▶ Task brief: Please return every record exactly as it appears.

▶ Supplied data:

━━━━━━━━━━━━━━━━━━━━

PR #7, opened 2015-01-03
Relative line jumps

LemonBoy:


martanne:
Thanks! I implemented it in a slightly different way. Please report back whether this works for you.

━━━━━━━━━━━━━━━━━━━━

▶ Written answer:
PR #7, opened 2015-01-03
Relative line jumps

LemonBoy:


martanne:
Thanks! I implemented it in a slightly different way. Please report back whether this works for you.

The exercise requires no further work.